Records to use START
Issue #342, opened 2021-06-14
JSON file format changes due to appending


pranavsinghps1:
## JSON file format changes due to appending
 Re-running the 
```
from vissl.utils.io import save_file
save_file(json_data, "/content/configs/config/dataset_catalog.json")
``` 

appends to the existing JSON file instead of re-writing it, this leads to a JSONDecoderError, which means the JSON file is not of the appropriate format.

## Expected behavior:

Changing the
 ```save_file(json_data, "/content/configs/config/dataset_catalog.json")``` to something that re-writes it instead of appending would help solve the problem.

Right now to fix it the file (dataset_catalog.json) needs to be deleted before re-running the above code snippet.

## Environment:

I used google Colab to run the jupyter notebooks: 
https://github.com/facebookresearch/vissl/blob/master/tutorials/Understanding_VISSL_Training_and_YAML_Config.ipynb
 and also in https://github.com/facebookresearch/vissl/blob/master/tutorials/Benchmark_Full_Finetuning_on_ImageNet_1K.ipynb

prigoyal:
Hi @pranavsinghps1 , thank you for reporting this. Indeed, I think we should support optional user input on whether to re-write and append i.e. something like `save_file(json_data, "my_file.json", rewrite=False)`  so user can configure and control this.

iseessel:
Fixed by: https://github.com/facebookresearch/vissl/pull/346

PR #344, opened 2021-06-17
JSONDecoderError Fix

pranavsinghps1:
With respect to #342, re-running the cell won't cause JSONDecoderError.

### DIFF
--- a/vissl/utils/io.py
+++ b/vissl/utils/io.py
@@ -66,7 +66,7 @@ def save_file(data, filename):
         with PathManager.open(filename, "wb") as fopen:
             np.save(fopen, data)
     elif file_ext == ".json":
-        with PathManager.open(filename, "a") as fopen:
+        with PathManager.open(filename, "w") as fopen:
             fopen.write(json.dumps(data, sort_keys=True) + "\n")
             fopen.flush()
     elif file_ext == ".yaml":


vissl/utils/io.py
```diff
@@ -66,7 +66,7 @@ def save_file(data, filename):
         with PathManager.open(filename, "wb") as fopen:
             np.save(fopen, data)
     elif file_ext == ".json":
-        with PathManager.open(filename, "a") as fopen:
+        with PathManager.open(filename, "w") as fopen:
```
iseessel, line 69: Thanks so much Pranav for submitting a PR.

The method save_file is used by other parts of VISSL, and as such we need to make sure it works with the other parts. I would suggest the following: 

1. Add option `append`, with default False to #save_file.
2. Add in code to support json append=True and append=False. 
3. Change [here](https://github.com/facebookresearch/vissl/blob/4b19ab28953470d615a25273fa22eab659528867/vissl/hooks/log_hooks.py#L498)) to use append=True. This is the only use of #save_file in the codebase using json format. Global search save_file to validate this.

CC: @prigoyal

pranavsinghps1: Continued at #346

iseessel:
Closing in favor of:  #346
Records to use END
*Action item:* Set the listing down again in full, exactly as it was given.

*Task solution:*
Issue #342, opened 2021-06-14
JSON file format changes due to appending


pranavsinghps1:
## JSON file format changes due to appending
 Re-running the 
```
from vissl.utils.io import save_file
save_file(json_data, "/content/configs/config/dataset_catalog.json")
``` 

appends to the existing JSON file instead of re-writing it, this leads to a JSONDecoderError, which means the JSON file is not of the appropriate format.

## Expected behavior:

Changing the
 ```save_file(json_data, "/content/configs/config/dataset_catalog.json")``` to something that re-writes it instead of appending would help solve the problem.

Right now to fix it the file (dataset_catalog.json) needs to be deleted before re-running the above code snippet.

## Environment:

I used google Colab to run the jupyter notebooks: 
https://github.com/facebookresearch/vissl/blob/master/tutorials/Understanding_VISSL_Training_and_YAML_Config.ipynb
 and also in https://github.com/facebookresearch/vissl/blob/master/tutorials/Benchmark_Full_Finetuning_on_ImageNet_1K.ipynb

prigoyal:
Hi @pranavsinghps1 , thank you for reporting this. Indeed, I think we should support optional user input on whether to re-write and append i.e. something like `save_file(json_data, "my_file.json", rewrite=False)`  so user can configure and control this.

iseessel:
Fixed by: https://github.com/facebookresearch/vissl/pull/346

PR #344, opened 2021-06-17
JSONDecoderError Fix

pranavsinghps1:
With respect to #342, re-running the cell won't cause JSONDecoderError.

### DIFF
--- a/vissl/utils/io.py
+++ b/vissl/utils/io.py
@@ -66,7 +66,7 @@ def save_file(data, filename):
         with PathManager.open(filename, "wb") as fopen:
             np.save(fopen, data)
     elif file_ext == ".json":
-        with PathManager.open(filename, "a") as fopen:
+        with PathManager.open(filename, "w") as fopen:
             fopen.write(json.dumps(data, sort_keys=True) + "\n")
             fopen.flush()
     elif file_ext == ".yaml":


vissl/utils/io.py
```diff
@@ -66,7 +66,7 @@ def save_file(data, filename):
         with PathManager.open(filename, "wb") as fopen:
             np.save(fopen, data)
     elif file_ext == ".json":
-        with PathManager.open(filename, "a") as fopen:
+        with PathManager.open(filename, "w") as fopen:
```
iseessel, line 69: Thanks so much Pranav for submitting a PR.

The method save_file is used by other parts of VISSL, and as such we need to make sure it works with the other parts. I would suggest the following: 

1. Add option `append`, with default False to #save_file.
2. Add in code to support json append=True and append=False. 
3. Change [here](https://github.com/facebookresearch/vissl/blob/4b19ab28953470d615a25273fa22eab659528867/vissl/hooks/log_hooks.py#L498)) to use append=True. This is the only use of #save_file in the codebase using json format. Global search save_file to validate this.

CC: @prigoyal

pranavsinghps1: Continued at #346

iseessel:
Closing in favor of:  #346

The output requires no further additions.